(About this exercise): Track down each line below containing the string "depth" and copy it.

(Input data):
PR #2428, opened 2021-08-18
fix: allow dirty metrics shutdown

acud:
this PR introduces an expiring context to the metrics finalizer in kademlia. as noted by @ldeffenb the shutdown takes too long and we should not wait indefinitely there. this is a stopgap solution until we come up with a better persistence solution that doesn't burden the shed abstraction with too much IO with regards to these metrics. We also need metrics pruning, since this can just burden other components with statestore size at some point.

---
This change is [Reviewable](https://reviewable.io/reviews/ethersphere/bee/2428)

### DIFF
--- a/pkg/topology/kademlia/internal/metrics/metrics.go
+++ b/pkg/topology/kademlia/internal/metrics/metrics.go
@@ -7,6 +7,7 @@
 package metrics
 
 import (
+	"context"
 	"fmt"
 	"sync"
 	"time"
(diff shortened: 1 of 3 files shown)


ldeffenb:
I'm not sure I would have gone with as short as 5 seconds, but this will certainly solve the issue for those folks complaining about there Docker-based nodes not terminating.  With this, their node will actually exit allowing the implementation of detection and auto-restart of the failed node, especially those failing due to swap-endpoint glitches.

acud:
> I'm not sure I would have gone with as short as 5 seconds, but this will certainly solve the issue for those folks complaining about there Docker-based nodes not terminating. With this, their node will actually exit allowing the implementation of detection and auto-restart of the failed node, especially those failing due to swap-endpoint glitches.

* * *

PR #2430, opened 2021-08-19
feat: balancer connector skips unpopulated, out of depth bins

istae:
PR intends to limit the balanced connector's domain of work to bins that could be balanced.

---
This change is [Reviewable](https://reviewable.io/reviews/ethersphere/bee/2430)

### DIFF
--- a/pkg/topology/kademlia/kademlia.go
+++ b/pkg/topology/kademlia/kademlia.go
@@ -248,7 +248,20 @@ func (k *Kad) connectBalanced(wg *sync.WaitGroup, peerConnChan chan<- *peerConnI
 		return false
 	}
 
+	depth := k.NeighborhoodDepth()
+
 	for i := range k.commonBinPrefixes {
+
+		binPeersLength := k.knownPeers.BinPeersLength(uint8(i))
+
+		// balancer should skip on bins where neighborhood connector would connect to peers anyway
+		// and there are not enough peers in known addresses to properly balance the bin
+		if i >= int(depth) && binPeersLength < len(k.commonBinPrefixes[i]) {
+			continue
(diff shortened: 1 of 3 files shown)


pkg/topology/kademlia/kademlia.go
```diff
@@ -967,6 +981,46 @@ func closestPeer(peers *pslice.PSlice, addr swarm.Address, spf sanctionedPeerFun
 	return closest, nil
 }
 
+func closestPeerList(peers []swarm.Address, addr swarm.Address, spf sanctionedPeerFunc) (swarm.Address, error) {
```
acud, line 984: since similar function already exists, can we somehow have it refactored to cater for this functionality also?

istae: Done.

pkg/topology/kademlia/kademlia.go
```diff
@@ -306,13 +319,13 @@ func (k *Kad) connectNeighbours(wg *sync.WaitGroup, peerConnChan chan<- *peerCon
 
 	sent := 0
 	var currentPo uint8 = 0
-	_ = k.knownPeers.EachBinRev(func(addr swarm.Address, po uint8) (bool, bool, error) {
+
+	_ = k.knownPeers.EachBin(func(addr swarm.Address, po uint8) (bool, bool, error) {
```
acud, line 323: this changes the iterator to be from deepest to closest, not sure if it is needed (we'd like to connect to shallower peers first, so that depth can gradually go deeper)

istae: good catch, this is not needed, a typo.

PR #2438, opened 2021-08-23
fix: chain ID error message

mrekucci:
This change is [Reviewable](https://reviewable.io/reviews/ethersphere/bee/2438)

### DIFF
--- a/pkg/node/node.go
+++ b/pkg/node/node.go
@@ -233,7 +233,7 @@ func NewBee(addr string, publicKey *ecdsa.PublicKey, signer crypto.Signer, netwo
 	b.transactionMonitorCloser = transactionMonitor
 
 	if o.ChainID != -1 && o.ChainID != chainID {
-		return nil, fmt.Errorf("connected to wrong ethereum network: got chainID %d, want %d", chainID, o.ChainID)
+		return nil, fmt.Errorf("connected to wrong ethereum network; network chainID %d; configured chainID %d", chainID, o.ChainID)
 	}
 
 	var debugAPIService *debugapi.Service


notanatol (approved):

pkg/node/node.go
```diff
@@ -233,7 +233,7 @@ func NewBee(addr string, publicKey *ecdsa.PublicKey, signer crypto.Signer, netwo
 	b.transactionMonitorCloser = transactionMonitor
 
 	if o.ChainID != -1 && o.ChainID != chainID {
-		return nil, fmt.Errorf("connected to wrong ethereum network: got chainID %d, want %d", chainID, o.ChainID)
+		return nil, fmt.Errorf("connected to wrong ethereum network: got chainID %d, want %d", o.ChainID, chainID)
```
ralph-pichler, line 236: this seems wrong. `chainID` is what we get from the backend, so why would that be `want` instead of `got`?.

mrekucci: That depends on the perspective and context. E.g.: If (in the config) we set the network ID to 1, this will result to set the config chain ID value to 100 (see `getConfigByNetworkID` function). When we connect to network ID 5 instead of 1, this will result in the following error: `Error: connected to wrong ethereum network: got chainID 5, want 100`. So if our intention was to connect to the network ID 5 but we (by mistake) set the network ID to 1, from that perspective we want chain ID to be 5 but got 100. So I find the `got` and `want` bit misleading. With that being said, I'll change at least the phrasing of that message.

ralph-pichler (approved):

* * *

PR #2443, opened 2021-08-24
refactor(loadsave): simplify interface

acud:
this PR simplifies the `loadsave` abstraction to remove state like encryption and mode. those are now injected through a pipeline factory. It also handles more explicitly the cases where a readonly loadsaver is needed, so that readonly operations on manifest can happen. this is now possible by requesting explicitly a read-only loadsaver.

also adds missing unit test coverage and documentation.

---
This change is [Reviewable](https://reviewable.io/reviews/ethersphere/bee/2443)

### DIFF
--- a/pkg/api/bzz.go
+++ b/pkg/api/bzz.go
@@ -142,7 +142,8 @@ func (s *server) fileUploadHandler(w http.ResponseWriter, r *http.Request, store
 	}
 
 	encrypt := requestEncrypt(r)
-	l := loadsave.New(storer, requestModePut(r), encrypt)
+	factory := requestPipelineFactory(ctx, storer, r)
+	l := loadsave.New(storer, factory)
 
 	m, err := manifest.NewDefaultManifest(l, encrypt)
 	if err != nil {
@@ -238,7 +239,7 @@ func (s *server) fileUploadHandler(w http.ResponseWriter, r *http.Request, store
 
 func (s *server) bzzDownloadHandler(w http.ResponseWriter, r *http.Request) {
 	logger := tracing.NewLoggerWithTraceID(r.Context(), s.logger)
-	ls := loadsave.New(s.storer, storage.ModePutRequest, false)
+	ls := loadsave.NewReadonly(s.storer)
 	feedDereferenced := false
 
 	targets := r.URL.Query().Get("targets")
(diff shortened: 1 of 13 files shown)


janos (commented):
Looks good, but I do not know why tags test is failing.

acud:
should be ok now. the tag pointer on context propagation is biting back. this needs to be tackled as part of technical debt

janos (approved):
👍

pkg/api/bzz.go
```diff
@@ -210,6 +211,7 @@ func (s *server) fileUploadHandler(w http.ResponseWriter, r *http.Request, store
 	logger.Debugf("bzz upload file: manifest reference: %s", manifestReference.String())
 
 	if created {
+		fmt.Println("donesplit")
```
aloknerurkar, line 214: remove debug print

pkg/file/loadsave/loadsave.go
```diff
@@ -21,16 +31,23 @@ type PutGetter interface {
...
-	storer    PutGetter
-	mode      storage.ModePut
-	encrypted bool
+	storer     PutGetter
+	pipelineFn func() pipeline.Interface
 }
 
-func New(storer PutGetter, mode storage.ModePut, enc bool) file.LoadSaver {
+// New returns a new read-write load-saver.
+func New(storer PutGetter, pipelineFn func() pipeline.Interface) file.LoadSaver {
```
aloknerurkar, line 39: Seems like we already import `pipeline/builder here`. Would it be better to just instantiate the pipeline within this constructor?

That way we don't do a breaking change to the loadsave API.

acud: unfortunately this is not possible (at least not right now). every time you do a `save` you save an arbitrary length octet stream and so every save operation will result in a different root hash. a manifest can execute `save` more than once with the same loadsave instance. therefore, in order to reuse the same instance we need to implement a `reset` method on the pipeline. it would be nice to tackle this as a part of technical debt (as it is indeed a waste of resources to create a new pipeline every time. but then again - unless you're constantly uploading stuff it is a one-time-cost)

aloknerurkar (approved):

(Response):
feat: balancer connector skips unpopulated, out of depth bins
+	depth := k.NeighborhoodDepth()
+		if i >= int(depth) && binPeersLength < len(k.commonBinPrefixes[i]) {
acud, line 323: this changes the iterator to be from deepest to closest, not sure if it is needed (we'd like to connect to shallower peers first, so that depth can gradually go deeper)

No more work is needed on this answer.